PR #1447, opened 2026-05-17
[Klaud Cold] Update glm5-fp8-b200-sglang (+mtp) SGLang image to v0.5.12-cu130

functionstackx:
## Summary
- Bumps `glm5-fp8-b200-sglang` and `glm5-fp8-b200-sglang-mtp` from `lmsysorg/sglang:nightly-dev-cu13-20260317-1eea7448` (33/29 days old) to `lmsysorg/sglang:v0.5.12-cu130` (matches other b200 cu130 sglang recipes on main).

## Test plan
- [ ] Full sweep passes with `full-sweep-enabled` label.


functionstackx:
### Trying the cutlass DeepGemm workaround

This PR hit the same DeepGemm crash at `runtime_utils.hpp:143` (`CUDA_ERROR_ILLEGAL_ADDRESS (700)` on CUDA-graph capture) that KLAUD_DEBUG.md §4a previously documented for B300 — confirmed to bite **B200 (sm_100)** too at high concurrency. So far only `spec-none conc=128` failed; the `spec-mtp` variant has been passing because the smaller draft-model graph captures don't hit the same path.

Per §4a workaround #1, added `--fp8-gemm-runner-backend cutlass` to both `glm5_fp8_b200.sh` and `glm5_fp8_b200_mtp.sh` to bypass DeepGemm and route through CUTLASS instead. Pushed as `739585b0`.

------------------------------

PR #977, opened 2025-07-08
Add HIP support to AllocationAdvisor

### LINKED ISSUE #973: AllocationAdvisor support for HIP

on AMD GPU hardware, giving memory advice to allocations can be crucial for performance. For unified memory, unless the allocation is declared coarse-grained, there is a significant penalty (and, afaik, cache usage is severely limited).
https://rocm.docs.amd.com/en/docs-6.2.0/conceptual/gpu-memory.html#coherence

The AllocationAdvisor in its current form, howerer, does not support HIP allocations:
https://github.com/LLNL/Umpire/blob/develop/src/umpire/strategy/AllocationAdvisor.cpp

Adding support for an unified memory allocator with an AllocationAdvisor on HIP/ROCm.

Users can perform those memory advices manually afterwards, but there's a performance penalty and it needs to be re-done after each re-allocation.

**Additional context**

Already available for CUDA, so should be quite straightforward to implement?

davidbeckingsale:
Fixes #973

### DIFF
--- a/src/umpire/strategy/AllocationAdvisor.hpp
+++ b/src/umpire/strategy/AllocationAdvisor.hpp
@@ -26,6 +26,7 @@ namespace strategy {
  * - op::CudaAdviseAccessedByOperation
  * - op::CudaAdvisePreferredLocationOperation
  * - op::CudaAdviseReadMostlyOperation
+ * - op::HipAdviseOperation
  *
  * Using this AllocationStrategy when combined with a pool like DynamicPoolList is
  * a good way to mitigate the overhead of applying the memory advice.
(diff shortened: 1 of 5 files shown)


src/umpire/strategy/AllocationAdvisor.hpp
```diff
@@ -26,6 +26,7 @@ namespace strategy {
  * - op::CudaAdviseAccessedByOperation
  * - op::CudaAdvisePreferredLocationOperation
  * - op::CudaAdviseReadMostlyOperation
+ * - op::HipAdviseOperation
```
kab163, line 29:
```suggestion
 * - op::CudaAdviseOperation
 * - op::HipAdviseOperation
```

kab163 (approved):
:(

------------------------------

* [Your instructions] For the listing above, how many lines contain the word "DeepGemm"? Respond with nothing but the number.

* [Solution for this problem] 3